** Opening DATA IN THIS EXERCISE block **
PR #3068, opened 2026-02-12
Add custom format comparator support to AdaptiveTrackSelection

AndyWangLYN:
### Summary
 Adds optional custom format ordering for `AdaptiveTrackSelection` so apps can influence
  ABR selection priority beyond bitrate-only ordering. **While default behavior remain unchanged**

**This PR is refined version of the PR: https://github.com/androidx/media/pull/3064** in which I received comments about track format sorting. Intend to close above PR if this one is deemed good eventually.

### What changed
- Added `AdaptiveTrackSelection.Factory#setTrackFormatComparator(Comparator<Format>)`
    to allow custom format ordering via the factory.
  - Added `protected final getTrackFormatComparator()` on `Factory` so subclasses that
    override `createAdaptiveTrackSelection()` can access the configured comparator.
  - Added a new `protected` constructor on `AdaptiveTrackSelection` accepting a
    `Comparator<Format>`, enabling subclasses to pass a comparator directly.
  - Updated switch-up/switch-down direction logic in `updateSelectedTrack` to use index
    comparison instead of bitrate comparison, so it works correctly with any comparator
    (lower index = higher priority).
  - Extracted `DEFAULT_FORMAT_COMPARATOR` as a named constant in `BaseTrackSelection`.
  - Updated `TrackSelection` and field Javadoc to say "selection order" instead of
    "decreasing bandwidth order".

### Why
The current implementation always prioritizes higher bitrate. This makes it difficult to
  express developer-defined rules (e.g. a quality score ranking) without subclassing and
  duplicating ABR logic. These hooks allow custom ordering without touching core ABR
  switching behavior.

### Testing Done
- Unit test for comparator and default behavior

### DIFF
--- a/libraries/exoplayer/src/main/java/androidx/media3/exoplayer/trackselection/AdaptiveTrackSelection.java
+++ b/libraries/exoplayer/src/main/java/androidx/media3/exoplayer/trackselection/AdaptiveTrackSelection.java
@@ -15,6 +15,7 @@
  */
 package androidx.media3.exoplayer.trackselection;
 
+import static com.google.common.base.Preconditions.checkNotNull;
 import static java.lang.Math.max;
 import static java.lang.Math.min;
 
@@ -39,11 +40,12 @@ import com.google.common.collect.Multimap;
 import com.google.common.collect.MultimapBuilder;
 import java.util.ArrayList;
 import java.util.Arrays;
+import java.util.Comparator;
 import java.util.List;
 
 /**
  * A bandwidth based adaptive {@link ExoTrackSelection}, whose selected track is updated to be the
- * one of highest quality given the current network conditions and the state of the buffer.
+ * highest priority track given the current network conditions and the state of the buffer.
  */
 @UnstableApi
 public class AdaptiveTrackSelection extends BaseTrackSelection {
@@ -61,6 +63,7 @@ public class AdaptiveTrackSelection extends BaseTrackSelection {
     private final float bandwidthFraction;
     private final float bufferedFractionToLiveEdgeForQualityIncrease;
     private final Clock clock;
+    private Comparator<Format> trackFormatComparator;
** Closing DATA IN THIS EXERCISE block **
** Opening DATA IN THIS EXERCISE block **
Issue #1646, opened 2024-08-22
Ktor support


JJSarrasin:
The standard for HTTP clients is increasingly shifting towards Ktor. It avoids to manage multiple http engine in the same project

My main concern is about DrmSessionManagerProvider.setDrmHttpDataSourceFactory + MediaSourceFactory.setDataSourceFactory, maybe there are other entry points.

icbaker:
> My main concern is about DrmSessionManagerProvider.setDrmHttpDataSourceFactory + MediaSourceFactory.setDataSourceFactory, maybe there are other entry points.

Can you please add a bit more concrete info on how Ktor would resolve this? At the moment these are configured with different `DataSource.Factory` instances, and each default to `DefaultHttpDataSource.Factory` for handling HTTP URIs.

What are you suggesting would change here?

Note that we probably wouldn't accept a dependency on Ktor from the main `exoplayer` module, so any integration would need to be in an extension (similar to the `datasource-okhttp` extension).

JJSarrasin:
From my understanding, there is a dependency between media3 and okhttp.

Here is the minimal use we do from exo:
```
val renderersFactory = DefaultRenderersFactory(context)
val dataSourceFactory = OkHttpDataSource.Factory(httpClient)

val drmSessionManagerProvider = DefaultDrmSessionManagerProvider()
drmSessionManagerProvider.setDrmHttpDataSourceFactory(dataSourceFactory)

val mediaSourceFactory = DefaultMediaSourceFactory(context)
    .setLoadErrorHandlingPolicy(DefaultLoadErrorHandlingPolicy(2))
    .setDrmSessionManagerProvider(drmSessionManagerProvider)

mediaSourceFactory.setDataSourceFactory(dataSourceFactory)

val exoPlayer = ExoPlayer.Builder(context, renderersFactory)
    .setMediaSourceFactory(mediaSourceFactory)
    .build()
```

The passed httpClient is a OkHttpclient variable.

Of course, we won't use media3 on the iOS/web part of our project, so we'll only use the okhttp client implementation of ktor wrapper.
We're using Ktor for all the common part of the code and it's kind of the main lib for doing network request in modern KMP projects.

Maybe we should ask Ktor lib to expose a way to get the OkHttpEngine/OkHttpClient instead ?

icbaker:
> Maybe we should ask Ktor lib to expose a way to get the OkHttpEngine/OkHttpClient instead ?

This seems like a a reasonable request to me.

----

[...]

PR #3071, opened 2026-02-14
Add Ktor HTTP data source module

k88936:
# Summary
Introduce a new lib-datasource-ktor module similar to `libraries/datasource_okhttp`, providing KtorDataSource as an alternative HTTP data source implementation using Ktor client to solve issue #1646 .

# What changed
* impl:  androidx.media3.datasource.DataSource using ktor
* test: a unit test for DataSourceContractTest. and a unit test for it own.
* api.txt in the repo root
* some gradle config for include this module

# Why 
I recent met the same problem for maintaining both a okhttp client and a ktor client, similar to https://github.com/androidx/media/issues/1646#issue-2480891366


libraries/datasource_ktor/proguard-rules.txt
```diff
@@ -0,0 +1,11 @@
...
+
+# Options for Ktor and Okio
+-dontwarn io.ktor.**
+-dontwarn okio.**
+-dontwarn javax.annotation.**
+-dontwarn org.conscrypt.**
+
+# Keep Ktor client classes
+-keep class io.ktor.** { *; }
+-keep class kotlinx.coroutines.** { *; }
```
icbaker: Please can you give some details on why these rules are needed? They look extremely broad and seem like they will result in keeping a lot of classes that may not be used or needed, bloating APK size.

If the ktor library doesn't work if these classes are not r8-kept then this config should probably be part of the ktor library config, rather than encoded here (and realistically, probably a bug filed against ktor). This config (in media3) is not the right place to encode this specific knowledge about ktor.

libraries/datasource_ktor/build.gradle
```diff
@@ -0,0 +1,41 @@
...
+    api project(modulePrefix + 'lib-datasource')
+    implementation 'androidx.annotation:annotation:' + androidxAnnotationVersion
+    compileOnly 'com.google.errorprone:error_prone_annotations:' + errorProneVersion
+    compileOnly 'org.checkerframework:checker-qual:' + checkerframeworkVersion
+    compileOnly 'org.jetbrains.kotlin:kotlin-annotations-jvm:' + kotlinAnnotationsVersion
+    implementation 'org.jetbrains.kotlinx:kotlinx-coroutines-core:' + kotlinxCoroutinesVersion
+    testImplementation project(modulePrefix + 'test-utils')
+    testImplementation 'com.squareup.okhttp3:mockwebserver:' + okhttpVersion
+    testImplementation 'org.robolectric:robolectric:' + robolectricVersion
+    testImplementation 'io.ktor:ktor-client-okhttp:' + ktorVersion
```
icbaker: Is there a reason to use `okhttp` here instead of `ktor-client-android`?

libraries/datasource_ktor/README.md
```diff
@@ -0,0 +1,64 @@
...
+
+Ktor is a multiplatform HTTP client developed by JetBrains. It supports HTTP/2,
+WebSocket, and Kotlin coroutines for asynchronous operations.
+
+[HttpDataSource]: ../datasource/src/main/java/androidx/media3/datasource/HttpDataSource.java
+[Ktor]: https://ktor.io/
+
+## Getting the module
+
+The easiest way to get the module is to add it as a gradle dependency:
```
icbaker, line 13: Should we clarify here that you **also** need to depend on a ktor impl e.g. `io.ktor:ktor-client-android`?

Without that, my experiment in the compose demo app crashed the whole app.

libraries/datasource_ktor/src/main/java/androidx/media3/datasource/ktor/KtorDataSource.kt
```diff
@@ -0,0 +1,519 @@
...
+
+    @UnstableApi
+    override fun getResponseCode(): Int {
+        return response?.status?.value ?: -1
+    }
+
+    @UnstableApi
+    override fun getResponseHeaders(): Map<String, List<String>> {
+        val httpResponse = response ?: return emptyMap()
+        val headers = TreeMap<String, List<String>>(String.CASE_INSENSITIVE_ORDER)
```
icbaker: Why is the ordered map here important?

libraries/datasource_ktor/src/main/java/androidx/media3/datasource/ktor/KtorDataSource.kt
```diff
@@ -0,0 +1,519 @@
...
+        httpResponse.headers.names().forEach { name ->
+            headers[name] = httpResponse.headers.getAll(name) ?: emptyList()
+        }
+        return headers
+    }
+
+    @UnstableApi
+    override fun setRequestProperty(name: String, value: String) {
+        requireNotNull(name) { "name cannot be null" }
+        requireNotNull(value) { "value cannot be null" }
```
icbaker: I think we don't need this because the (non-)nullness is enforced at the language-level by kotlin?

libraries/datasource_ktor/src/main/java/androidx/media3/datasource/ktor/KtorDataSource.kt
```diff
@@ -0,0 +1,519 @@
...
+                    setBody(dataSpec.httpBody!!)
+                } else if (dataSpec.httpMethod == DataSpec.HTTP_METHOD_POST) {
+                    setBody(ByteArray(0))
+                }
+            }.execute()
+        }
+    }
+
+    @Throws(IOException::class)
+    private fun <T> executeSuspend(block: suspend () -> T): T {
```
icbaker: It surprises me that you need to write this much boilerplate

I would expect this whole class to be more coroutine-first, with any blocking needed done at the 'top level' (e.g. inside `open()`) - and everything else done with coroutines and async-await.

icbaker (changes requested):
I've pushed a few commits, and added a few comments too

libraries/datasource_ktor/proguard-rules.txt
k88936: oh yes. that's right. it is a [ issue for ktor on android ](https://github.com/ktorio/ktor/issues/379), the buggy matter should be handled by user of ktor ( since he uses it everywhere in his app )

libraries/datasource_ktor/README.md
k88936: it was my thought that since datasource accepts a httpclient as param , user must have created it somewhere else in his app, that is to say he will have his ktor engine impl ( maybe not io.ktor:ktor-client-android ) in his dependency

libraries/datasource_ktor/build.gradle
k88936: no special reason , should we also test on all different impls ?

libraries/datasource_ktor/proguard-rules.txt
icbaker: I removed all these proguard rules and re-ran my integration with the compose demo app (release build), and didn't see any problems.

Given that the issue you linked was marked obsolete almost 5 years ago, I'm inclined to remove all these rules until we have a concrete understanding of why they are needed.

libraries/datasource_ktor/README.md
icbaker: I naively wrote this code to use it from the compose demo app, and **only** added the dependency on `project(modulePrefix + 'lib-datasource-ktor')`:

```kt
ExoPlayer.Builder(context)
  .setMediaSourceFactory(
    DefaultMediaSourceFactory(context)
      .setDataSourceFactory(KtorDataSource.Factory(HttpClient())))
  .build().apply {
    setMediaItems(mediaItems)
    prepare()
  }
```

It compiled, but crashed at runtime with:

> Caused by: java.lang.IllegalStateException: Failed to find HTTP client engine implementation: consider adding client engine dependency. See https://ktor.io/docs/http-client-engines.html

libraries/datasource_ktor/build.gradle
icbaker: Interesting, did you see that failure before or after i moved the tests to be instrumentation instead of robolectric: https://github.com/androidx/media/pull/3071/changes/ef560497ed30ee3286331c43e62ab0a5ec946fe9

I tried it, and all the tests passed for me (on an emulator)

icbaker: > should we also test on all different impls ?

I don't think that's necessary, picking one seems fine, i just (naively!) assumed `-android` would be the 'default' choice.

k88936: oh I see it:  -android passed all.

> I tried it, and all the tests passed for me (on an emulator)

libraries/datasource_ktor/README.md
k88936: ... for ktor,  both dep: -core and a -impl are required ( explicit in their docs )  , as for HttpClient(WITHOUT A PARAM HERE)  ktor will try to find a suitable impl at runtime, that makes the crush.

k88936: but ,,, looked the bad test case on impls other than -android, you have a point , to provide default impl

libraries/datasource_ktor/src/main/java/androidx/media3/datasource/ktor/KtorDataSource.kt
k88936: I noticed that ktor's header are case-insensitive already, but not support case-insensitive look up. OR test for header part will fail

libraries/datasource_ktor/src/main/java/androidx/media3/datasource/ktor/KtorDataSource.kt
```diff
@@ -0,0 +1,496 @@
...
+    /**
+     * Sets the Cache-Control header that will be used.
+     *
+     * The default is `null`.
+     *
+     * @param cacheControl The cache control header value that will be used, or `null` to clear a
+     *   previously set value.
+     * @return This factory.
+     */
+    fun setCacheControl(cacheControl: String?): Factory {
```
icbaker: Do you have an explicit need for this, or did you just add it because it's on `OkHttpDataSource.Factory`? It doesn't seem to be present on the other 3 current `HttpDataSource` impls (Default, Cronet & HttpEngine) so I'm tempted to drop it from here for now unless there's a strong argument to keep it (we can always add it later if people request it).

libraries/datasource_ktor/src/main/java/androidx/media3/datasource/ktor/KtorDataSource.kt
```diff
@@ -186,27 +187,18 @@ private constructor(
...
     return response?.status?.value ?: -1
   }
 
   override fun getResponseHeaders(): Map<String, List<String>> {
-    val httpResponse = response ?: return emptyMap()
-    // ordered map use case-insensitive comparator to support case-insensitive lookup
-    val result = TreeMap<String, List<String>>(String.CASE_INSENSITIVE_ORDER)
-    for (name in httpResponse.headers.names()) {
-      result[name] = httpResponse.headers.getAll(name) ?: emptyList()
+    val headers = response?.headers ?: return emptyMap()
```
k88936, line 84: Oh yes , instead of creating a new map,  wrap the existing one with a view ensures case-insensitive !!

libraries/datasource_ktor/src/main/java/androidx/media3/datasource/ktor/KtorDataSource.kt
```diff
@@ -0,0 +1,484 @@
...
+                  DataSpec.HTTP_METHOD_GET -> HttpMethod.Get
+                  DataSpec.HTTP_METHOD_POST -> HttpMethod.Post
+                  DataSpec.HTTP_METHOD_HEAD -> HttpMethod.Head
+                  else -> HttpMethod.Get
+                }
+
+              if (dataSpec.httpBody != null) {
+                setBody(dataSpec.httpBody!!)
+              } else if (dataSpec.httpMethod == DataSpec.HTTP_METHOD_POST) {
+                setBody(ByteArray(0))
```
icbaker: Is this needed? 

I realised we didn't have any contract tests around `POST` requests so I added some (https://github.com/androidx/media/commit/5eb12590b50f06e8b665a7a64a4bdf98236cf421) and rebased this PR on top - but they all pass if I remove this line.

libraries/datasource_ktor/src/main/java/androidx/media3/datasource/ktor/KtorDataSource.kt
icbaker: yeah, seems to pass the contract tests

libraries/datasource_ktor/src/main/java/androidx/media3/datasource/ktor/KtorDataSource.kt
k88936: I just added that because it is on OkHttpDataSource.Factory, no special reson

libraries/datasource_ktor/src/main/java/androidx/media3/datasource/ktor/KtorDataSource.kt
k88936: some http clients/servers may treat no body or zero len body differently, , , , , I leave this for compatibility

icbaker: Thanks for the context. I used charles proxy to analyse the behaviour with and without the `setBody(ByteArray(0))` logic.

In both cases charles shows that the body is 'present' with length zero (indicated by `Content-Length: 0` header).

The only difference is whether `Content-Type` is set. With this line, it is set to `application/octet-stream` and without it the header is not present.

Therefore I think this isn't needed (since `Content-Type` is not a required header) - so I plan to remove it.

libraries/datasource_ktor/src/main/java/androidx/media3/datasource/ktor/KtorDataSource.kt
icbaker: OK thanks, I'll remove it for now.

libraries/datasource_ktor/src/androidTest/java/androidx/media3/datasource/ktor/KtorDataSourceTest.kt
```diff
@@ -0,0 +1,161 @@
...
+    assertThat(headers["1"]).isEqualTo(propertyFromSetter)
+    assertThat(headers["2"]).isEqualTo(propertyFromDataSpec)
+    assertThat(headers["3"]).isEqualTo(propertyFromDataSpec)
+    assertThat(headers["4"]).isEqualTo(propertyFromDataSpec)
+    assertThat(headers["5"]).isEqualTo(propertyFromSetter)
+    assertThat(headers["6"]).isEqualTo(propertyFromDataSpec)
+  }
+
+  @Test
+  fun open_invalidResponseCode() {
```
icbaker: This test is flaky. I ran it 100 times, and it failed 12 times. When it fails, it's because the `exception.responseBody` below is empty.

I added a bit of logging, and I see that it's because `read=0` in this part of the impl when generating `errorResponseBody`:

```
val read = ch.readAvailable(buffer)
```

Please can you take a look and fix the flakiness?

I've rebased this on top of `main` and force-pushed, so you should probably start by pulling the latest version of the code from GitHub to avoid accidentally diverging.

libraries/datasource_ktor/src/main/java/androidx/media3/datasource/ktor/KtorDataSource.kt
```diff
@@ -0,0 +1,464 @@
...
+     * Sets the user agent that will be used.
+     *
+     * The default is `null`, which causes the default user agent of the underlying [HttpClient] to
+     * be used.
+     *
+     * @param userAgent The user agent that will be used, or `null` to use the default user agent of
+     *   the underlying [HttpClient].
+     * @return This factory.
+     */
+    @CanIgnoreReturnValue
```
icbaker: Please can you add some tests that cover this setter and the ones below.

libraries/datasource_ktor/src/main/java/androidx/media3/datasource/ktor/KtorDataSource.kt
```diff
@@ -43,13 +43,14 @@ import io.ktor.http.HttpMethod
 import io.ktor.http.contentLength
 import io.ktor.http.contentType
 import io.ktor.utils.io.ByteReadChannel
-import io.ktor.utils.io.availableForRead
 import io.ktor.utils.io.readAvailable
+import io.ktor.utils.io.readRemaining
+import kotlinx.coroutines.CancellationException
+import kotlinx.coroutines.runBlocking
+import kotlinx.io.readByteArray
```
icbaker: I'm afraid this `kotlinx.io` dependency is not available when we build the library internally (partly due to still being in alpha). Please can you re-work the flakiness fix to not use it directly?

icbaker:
** Closing DATA IN THIS EXERCISE block **
Set down, from the entries above, exactly the lines from the one with "PR #3068, opened 2026-02-12" up to and including the one with "so subclasses that", and no other lines.

PR #3068, opened 2026-02-12
Add custom format comparator support to AdaptiveTrackSelection

AndyWangLYN:
### Summary
 Adds optional custom format ordering for `AdaptiveTrackSelection` so apps can influence
  ABR selection priority beyond bitrate-only ordering. **While default behavior remain unchanged**

**This PR is refined version of the PR: https://github.com/androidx/media/pull/3064** in which I received comments about track format sorting. Intend to close above PR if this one is deemed good eventually.

### What changed
- Added `AdaptiveTrackSelection.Factory#setTrackFormatComparator(Comparator<Format>)`
    to allow custom format ordering via the factory.
  - Added `protected final getTrackFormatComparator()` on `Factory` so subclasses that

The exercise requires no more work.